» **Records to process**
PR #11363, opened 2023-08-20
[`redundant_closure_call`]: avoid duplicated `async` keyword when triggering on closure that returns `async` block

### LINKED ISSUE #11357: redundant_closure_call: suggestion does not work if inner expression is async block
### Summary

Suggestion does not work if the inner expression is `async` block.

### Reproducer

I tried this code:

```rust
let x = (|| async {})().await;
```

```rust
let x = async {}.await;
```

Instead, this happened:

```rust
let x = async async {}.await;
```

### Version

```text
rustc 1.73.0-nightly (31395ec38 2023-07-24)
binary: rustc
commit-hash: 31395ec38250b60b380fd3c27e94756aba3557de
commit-date: 2023-07-24
release: 1.73.0-nightly
LLVM version: 16.0.5
```

### Additional Labels

KisaragiEffective:
close #11357

----

changelog: [`redundant_closure_call`]: avoid duplicated `async` keyword when triggering on closure that returns `async` block

### DIFF
--- a/clippy_lints/src/redundant_closure_call.rs
+++ b/clippy_lints/src/redundant_closure_call.rs
@@ -5,7 +5,7 @@ use clippy_utils::sugg::Sugg;
 use rustc_errors::Applicability;
 use rustc_hir as hir;
 use rustc_hir::intravisit::{Visitor as HirVisitor, Visitor};
-use rustc_hir::{intravisit as hir_visit, CoroutineKind, CoroutineSource};
+use rustc_hir::{intravisit as hir_visit, CoroutineKind, CoroutineSource, Node};
 use rustc_lint::{LateContext, LateLintPass};
 use rustc_middle::hir::nested_filter;
 use rustc_middle::lint::in_external_macro;
@@ -176,12 +176,19 @@ impl<'tcx> LateLintPass<'tcx> for RedundantClosureCall {
                             hint = hint.asyncify();
                         }
 
-                        diag.span_suggestion(
-                            full_expr.span,
-                            "try doing something like",
-                            hint.maybe_par(),
-                            applicability,
-                        );
+                        let is_in_fn_call_arg = clippy_utils::get_parent_node(cx.tcx, expr.hir_id)
+                            .map(|x| match x {
+                                Node::Expr(expr) => matches!(expr.kind, hir::ExprKind::Call(_, _)),
+                                _ => false,
+                            })
+                            .unwrap_or(false);
+
+                        // avoid clippy::double_parens
+                        if !is_in_fn_call_arg {
+                            hint = hint.maybe_par()
+                        };
+
+                        diag.span_suggestion(full_expr.span, "try doing something like", hint, applicability);
                     }
                 },
             );
--- a/clippy_lints/src/redundant_closure_call.rs
+++ b/clippy_lints/src/redundant_closure_call.rs
@@ -4,8 +4,8 @@ use clippy_utils::get_parent_expr;
 use clippy_utils::sugg::Sugg;
 use rustc_errors::Applicability;
 use rustc_hir as hir;
-use rustc_hir::intravisit as hir_visit;
 use rustc_hir::intravisit::{Visitor as HirVisitor, Visitor};
+use rustc_hir::{intravisit as hir_visit, CoroutineKind, CoroutineSource};
 use rustc_lint::{LateContext, LateLintPass};
 use rustc_middle::hir::nested_filter;
 use rustc_middle::lint::in_external_macro;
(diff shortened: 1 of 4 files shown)


clippy_lints/src/redundant_closure_call.rs
```diff
@@ -62,9 +62,9 @@ impl<'tcx> Visitor<'tcx> for ReturnVisitor {
 
 /// Checks if the body is owned by an async closure
 fn is_async_closure(body: &hir::Body<'_>) -> bool {
-    if let hir::ExprKind::Closure(closure) = body.value.kind
-        && let [resume_ty] = closure.fn_decl.inputs
-        && let hir::TyKind::Path(hir::QPath::LangItem(hir::LangItem::ResumeTy, ..)) = resume_ty.kind
+    if let hir::ExprKind::Closure(_) = body.value.kind
+        && let Some(kind) = body.generator_kind
+        && kind == GeneratorKind::Async(AsyncGeneratorKind::Closure)
```
llogiq, line 67: Could we pull those statements together? As in

```suggestion
        && let Some(GeneratorKind::Async(AsyncGeneratorKind::Closure)) = body.generator_kind
```

llogiq (commented):
I'm not sure how to make it work right now. Let's see if the discussion on zulip brings a solution.

clippy_lints/src/redundant_closure_call.rs
```diff
@@ -61,10 +61,15 @@ impl<'tcx> Visitor<'tcx> for ReturnVisitor {
...
-        && let hir::TyKind::Path(hir::QPath::LangItem(hir::LangItem::ResumeTy, ..)) = resume_ty.kind
+fn is_async_closure(cx: &LateContext<'_>, body: &hir::Body<'_>) -> bool {
+    if let hir::ExprKind::Closure(desugared_outer_closure) = body.value.kind
+        && let desugared_outer_closure_body = cx.tcx.hir().body(desugared_outer_closure.body)
+        && let hir::ExprKind::Closure(desugared_inner_closure) = desugared_outer_closure_body.value.kind
+        // NB: `async || 42` is desugared into `|| |mut __context: #[lang = "ResumeTy"] | 42`; so
+        //     we need to check if the only input was that lang item.
+        && let [compiler_generated_resume_ty] = desugared_inner_closure.fn_decl.inputs
+        && let hir::TyKind::Path(hir::QPath::LangItem(hir::LangItem::ResumeTy, ..)) =
+            compiler_generated_resume_ty.kind
```
y21, line 72: This fixes it for me and seems to pass all tests (modulo nits; might need to fmt, etc...)
```suggestion
    if let hir::ExprKind::Closure(desugared_inner_closure) = body.value.kind
        && let desugared_inner_closure_body = cx.tcx.hir().body(desugared_inner_closure.body)
        && let Some(GeneratorKind::Async(AsyncGeneratorKind::Closure)) = desugared_inner_closure_body.generator_kind
```

I think I explained it confusingly on zulip yesterday, sorry for that. The `body: &hir::Body<'_>` that this function receives is already the **outer** closure body, so the variable name on line 65 "desugared_outer_closure" is not right. That is already the inner closure. There's no other closures after it, so trying to get another closure won't work.
This is also why the async closure `(async || 2)().await` tests failed: this function would never return true. It's trying to get one closure too much

clippy_lints/src/redundant_closure_call.rs
```diff
@@ -155,14 +157,15 @@ impl<'tcx> LateLintPass<'tcx> for RedundantClosureCall {
...
+                            if let hir::ExprKind::Closure(closure) = body.kind {
+                                let async_closure_body = cx.tcx.hir().body(closure.body);
 
-                            // `async x` is a syntax error, so it becomes `async { x }`
-                            if !matches!(async_closure_body.value.kind, hir::ExprKind::Block(_, _)) {
-                                hint = hint.blockify();
+                                // `async x` is a syntax error, so it becomes `async { x }`
+                                if !matches!(async_closure_body.value.kind, hir::ExprKind::Block(_, _)) {
+                                    hint = hint.blockify();
+                                }
```
y21, line 168: Does this part of the diff functionally change anything? As far as I can tell, only indendation changed and the closure check was moved into its own `if`, right? Is that necessary? I believe this isn't technically right or wrong, because this check always succeeds if `generator_kind` is async (this check was already done in `is_async_closure`), but afaict it does it here again to get the inner closure body to figure out if we have `async || 1`, in which case it needs to add a block: `async { 1 }`, or if the body is already a block: `async || { 1 }`, in which case calling `blockify` is unnecessary (would result in `async { { 1 } }`

KisaragiEffective:
rebased.

y21:
CI is failing, do you need help with this or is this still a wip?

KisaragiEffective:
This is still wip, I think I have reverted necessary commit.

llogiq:
@rustbot author

@KisaragiEffective Please tell rustbot "review" when you've got the PR ready for review. Or do you need any help going forward?

tests/ui/redundant_closure_call_fixable.rs
```diff
@@ -84,3 +85,17 @@ fn issue9956() {
...
+    (|| async {})().await;
+}
+
+mod issue11707 {
+    use core::future::Future;
+
+    fn spawn_on(fut: impl Future<Output = ()>) {}
+
+    fn demo() {
+        spawn_on(((|| async move {})()));
```
KisaragiEffective, line 99: Note for self: remove double-paren

llogiq:
Looks good to me. Thank you!

@bors r+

» **Your task**
The full listing above is to be retyped exactly.

» **Task response**
PR #11363, opened 2023-08-20
[`redundant_closure_call`]: avoid duplicated `async` keyword when triggering on closure that returns `async` block

### LINKED ISSUE #11357: redundant_closure_call: suggestion does not work if inner expression is async block
### Summary

Suggestion does not work if the inner expression is `async` block.

### Reproducer

I tried this code:

```rust
let x = (|| async {})().await;
```

```rust
let x = async {}.await;
```

Instead, this happened:

```rust
let x = async async {}.await;
```

### Version

```text
rustc 1.73.0-nightly (31395ec38 2023-07-24)
binary: rustc
commit-hash: 31395ec38250b60b380fd3c27e94756aba3557de
commit-date: 2023-07-24
release: 1.73.0-nightly
LLVM version: 16.0.5
```

### Additional Labels

KisaragiEffective:
close #11357

----

changelog: [`redundant_closure_call`]: avoid duplicated `async` keyword when triggering on closure that returns `async` block

### DIFF
--- a/clippy_lints/src/redundant_closure_call.rs
+++ b/clippy_lints/src/redundant_closure_call.rs
@@ -5,7 +5,7 @@ use clippy_utils::sugg::Sugg;
 use rustc_errors::Applicability;
 use rustc_hir as hir;
 use rustc_hir::intravisit::{Visitor as HirVisitor, Visitor};
-use rustc_hir::{intravisit as hir_visit, CoroutineKind, CoroutineSource};
+use rustc_hir::{intravisit as hir_visit, CoroutineKind, CoroutineSource, Node};
 use rustc_lint::{LateContext, LateLintPass};
 use rustc_middle::hir::nested_filter;
 use rustc_middle::lint::in_external_macro;
@@ -176,12 +176,19 @@ impl<'tcx> LateLintPass<'tcx> for RedundantClosureCall {
                             hint = hint.asyncify();
                         }
 
-                        diag.span_suggestion(
-                            full_expr.span,
-                            "try doing something like",
-                            hint.maybe_par(),
-                            applicability,
-                        );
+                        let is_in_fn_call_arg = clippy_utils::get_parent_node(cx.tcx, expr.hir_id)
+                            .map(|x| match x {
+                                Node::Expr(expr) => matches!(expr.kind, hir::ExprKind::Call(_, _)),
+                                _ => false,
+                            })
+                            .unwrap_or(false);
+
+                        // avoid clippy::double_parens
+                        if !is_in_fn_call_arg {
+                            hint = hint.maybe_par()
+                        };
+
+                        diag.span_suggestion(full_expr.span, "try doing something like", hint, applicability);
                     }
                 },
             );
--- a/clippy_lints/src/redundant_closure_call.rs
+++ b/clippy_lints/src/redundant_closure_call.rs
@@ -4,8 +4,8 @@ use clippy_utils::get_parent_expr;
 use clippy_utils::sugg::Sugg;
 use rustc_errors::Applicability;
 use rustc_hir as hir;
-use rustc_hir::intravisit as hir_visit;
 use rustc_hir::intravisit::{Visitor as HirVisitor, Visitor};
+use rustc_hir::{intravisit as hir_visit, CoroutineKind, CoroutineSource};
 use rustc_lint::{LateContext, LateLintPass};
 use rustc_middle::hir::nested_filter;
 use rustc_middle::lint::in_external_macro;
(diff shortened: 1 of 4 files shown)


clippy_lints/src/redundant_closure_call.rs
```diff
@@ -62,9 +62,9 @@ impl<'tcx> Visitor<'tcx> for ReturnVisitor {
 
 /// Checks if the body is owned by an async closure
 fn is_async_closure(body: &hir::Body<'_>) -> bool {
-    if let hir::ExprKind::Closure(closure) = body.value.kind
-        && let [resume_ty] = closure.fn_decl.inputs
-        && let hir::TyKind::Path(hir::QPath::LangItem(hir::LangItem::ResumeTy, ..)) = resume_ty.kind
+    if let hir::ExprKind::Closure(_) = body.value.kind
+        && let Some(kind) = body.generator_kind
+        && kind == GeneratorKind::Async(AsyncGeneratorKind::Closure)
```
llogiq, line 67: Could we pull those statements together? As in

```suggestion
        && let Some(GeneratorKind::Async(AsyncGeneratorKind::Closure)) = body.generator_kind
```

llogiq (commented):
I'm not sure how to make it work right now. Let's see if the discussion on zulip brings a solution.

clippy_lints/src/redundant_closure_call.rs
```diff
@@ -61,10 +61,15 @@ impl<'tcx> Visitor<'tcx> for ReturnVisitor {
...
-        && let hir::TyKind::Path(hir::QPath::LangItem(hir::LangItem::ResumeTy, ..)) = resume_ty.kind
+fn is_async_closure(cx: &LateContext<'_>, body: &hir::Body<'_>) -> bool {
+    if let hir::ExprKind::Closure(desugared_outer_closure) = body.value.kind
+        && let desugared_outer_closure_body = cx.tcx.hir().body(desugared_outer_closure.body)
+        && let hir::ExprKind::Closure(desugared_inner_closure) = desugared_outer_closure_body.value.kind
+        // NB: `async || 42` is desugared into `|| |mut __context: #[lang = "ResumeTy"] | 42`; so
+        //     we need to check if the only input was that lang item.
+        && let [compiler_generated_resume_ty] = desugared_inner_closure.fn_decl.inputs
+        && let hir::TyKind::Path(hir::QPath::LangItem(hir::LangItem::ResumeTy, ..)) =
+            compiler_generated_resume_ty.kind
```
y21, line 72: This fixes it for me and seems to pass all tests (modulo nits; might need to fmt, etc...)
```suggestion
    if let hir::ExprKind::Closure(desugared_inner_closure) = body.value.kind
        && let desugared_inner_closure_body = cx.tcx.hir().body(desugared_inner_closure.body)
        && let Some(GeneratorKind::Async(AsyncGeneratorKind::Closure)) = desugared_inner_closure_body.generator_kind
```

I think I explained it confusingly on zulip yesterday, sorry for that. The `body: &hir::Body<'_>` that this function receives is already the **outer** closure body, so the variable name on line 65 "desugared_outer_closure" is not right. That is already the inner closure. There's no other closures after it, so trying to get another closure won't work.
This is also why the async closure `(async || 2)().await` tests failed: this function would never return true. It's trying to get one closure too much

clippy_lints/src/redundant_closure_call.rs
```diff
@@ -155,14 +157,15 @@ impl<'tcx> LateLintPass<'tcx> for RedundantClosureCall {
...
+                            if let hir::ExprKind::Closure(closure) = body.kind {
+                                let async_closure_body = cx.tcx.hir().body(closure.body);
 
-                            // `async x` is a syntax error, so it becomes `async { x }`
-                            if !matches!(async_closure_body.value.kind, hir::ExprKind::Block(_, _)) {
-                                hint = hint.blockify();
+                                // `async x` is a syntax error, so it becomes `async { x }`
+                                if !matches!(async_closure_body.value.kind, hir::ExprKind::Block(_, _)) {
+                                    hint = hint.blockify();
+                                }
```
y21, line 168: Does this part of the diff functionally change anything? As far as I can tell, only indendation changed and the closure check was moved into its own `if`, right? Is that necessary? I believe this isn't technically right or wrong, because this check always succeeds if `generator_kind` is async (this check was already done in `is_async_closure`), but afaict it does it here again to get the inner closure body to figure out if we have `async || 1`, in which case it needs to add a block: `async { 1 }`, or if the body is already a block: `async || { 1 }`, in which case calling `blockify` is unnecessary (would result in `async { { 1 } }`

KisaragiEffective:
rebased.

y21:
CI is failing, do you need help with this or is this still a wip?

KisaragiEffective:
This is still wip, I think I have reverted necessary commit.

llogiq:
@rustbot author

@KisaragiEffective Please tell rustbot "review" when you've got the PR ready for review. Or do you need any help going forward?

tests/ui/redundant_closure_call_fixable.rs
```diff
@@ -84,3 +85,17 @@ fn issue9956() {
...
+    (|| async {})().await;
+}
+
+mod issue11707 {
+    use core::future::Future;
+
+    fn spawn_on(fut: impl Future<Output = ()>) {}
+
+    fn demo() {
+        spawn_on(((|| async move {})()));
```
KisaragiEffective, line 99: Note for self: remove double-paren

llogiq:
Looks good to me. Thank you!

@bors r+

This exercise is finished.